Stored items
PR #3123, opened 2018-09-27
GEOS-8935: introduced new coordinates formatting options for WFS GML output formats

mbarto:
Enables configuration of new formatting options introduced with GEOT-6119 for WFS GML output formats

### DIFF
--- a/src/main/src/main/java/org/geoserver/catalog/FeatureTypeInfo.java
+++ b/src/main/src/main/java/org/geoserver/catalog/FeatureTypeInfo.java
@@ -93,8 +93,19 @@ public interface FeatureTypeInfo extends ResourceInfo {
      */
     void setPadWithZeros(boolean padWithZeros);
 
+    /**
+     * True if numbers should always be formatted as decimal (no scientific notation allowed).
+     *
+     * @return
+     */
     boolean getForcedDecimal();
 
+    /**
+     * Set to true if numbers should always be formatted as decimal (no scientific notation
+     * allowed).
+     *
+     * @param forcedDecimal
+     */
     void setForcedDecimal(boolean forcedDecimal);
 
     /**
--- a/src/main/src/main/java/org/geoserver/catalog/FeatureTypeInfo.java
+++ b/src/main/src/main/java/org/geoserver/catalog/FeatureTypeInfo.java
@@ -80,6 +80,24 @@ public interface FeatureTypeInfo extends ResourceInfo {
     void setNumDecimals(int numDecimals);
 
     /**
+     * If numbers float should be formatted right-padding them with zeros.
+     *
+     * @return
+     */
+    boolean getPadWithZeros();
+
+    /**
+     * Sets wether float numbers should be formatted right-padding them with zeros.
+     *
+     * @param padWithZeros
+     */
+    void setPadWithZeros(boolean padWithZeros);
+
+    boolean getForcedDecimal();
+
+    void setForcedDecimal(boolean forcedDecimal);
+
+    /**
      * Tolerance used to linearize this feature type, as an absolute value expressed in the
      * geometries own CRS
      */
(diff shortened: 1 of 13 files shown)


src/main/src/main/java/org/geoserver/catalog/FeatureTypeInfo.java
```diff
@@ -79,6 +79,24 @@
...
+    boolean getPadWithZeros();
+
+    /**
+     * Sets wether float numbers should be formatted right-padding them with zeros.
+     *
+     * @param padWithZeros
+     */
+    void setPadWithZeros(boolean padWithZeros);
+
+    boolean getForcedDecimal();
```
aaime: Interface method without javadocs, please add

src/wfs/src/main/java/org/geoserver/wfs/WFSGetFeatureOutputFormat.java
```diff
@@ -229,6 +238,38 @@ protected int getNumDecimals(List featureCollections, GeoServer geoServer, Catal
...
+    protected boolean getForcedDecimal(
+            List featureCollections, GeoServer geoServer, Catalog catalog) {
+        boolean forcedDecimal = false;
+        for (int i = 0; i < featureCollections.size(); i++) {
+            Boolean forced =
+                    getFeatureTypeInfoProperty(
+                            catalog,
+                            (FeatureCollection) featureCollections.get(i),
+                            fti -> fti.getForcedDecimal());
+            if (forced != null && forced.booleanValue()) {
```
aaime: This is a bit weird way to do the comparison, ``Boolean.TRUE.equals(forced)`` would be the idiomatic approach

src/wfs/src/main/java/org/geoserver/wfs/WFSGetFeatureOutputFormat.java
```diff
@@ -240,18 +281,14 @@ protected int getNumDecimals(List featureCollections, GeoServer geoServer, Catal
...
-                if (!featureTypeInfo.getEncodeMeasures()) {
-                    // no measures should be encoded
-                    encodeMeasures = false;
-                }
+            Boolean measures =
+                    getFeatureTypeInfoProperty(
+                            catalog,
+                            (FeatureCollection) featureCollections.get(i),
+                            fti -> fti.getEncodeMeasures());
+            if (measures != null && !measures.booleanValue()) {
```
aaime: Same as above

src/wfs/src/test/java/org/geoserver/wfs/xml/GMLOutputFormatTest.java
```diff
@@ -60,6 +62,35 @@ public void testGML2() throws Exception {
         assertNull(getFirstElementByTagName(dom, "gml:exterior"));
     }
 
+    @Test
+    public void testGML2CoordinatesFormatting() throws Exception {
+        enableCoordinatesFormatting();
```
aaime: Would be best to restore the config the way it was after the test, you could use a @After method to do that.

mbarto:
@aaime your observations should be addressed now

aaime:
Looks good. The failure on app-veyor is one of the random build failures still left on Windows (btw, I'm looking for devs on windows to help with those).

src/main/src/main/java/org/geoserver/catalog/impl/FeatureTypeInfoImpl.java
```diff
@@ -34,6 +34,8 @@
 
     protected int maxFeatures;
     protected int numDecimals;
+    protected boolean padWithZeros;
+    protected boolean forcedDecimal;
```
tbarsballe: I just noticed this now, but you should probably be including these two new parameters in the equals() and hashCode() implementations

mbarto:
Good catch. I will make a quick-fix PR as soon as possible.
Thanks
==
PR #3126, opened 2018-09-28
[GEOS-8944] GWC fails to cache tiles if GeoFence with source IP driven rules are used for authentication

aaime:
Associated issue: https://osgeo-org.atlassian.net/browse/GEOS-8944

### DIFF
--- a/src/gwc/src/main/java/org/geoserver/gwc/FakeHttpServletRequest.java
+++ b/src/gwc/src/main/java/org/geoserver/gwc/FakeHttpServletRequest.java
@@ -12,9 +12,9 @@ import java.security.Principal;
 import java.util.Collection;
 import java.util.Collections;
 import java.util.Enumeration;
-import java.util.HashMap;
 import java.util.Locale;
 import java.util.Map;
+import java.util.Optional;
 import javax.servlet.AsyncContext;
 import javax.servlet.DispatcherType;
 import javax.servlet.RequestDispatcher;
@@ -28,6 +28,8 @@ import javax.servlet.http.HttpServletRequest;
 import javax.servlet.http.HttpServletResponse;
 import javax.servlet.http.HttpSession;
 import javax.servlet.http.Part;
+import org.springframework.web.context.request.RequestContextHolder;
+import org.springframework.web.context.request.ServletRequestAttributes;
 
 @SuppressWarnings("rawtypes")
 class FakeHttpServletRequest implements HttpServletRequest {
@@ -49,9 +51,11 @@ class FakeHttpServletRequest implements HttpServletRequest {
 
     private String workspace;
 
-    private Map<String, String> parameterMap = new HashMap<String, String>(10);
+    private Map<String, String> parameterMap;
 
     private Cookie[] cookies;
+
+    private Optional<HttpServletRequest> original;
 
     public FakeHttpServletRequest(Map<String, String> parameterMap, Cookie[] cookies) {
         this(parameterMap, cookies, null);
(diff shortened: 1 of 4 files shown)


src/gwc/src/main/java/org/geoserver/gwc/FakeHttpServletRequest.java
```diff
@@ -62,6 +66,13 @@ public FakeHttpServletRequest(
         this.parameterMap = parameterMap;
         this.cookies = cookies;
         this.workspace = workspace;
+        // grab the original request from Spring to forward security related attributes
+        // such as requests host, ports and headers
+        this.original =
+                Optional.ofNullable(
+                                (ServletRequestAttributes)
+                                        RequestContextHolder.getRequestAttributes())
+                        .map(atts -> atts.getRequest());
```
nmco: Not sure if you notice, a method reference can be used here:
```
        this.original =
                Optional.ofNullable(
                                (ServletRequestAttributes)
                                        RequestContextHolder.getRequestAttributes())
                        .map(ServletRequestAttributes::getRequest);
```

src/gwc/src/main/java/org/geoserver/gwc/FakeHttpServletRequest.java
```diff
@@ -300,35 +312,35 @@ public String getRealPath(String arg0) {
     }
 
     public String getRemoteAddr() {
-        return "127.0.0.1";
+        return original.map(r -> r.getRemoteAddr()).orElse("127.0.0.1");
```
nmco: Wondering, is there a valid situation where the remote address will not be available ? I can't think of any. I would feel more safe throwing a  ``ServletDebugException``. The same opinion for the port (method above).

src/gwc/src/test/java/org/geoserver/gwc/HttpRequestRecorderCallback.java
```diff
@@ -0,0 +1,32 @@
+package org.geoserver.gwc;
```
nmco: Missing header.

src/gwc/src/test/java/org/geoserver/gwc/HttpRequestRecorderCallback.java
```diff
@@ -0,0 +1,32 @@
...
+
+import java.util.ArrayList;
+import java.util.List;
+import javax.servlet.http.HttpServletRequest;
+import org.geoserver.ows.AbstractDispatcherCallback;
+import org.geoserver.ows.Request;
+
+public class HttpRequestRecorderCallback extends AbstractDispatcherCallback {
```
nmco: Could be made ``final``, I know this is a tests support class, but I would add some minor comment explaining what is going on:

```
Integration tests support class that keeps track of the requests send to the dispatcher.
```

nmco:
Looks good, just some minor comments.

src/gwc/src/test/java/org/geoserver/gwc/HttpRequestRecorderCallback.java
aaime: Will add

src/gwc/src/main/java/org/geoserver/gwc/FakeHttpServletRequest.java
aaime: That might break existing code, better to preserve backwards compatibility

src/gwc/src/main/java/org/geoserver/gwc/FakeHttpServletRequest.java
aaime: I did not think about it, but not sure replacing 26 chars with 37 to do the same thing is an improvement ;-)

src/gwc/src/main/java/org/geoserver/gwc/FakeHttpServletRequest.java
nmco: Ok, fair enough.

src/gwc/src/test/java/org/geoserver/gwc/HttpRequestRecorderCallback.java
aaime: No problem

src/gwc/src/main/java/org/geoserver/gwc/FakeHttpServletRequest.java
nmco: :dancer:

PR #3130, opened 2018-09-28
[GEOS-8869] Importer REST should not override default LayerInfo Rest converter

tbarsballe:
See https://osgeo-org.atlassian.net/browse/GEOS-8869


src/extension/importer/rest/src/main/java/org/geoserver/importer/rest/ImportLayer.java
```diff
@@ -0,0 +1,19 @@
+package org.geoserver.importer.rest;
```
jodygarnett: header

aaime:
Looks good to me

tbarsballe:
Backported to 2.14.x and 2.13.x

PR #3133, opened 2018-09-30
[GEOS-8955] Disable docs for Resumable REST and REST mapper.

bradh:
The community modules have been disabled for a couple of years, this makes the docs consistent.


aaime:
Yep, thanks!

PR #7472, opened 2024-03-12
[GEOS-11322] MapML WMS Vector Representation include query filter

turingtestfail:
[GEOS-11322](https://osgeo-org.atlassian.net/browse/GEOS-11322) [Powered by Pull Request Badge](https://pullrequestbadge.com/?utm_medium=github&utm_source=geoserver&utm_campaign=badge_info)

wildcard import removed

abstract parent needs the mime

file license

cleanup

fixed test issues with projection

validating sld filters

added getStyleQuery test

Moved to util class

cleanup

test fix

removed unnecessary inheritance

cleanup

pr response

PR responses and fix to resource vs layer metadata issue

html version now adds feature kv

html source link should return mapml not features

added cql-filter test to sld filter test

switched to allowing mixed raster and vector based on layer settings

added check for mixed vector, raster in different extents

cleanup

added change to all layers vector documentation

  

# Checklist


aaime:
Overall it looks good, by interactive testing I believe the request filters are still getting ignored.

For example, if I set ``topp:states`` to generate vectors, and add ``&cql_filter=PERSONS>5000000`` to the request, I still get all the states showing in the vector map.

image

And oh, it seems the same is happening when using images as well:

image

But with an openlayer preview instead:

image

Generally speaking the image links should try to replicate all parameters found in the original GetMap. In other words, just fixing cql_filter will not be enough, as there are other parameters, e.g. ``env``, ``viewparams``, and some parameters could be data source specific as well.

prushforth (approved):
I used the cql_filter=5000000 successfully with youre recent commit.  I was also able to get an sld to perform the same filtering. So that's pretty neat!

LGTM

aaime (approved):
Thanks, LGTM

> **WHAT YOU ARE ASKED TO DO**
Please return a copy of each line in the entries that has the string "options".

> **TASK OUTPUT**
GEOS-8935: introduced new coordinates formatting options for WFS GML output formats
Enables configuration of new formatting options introduced with GEOT-6119 for WFS GML output formats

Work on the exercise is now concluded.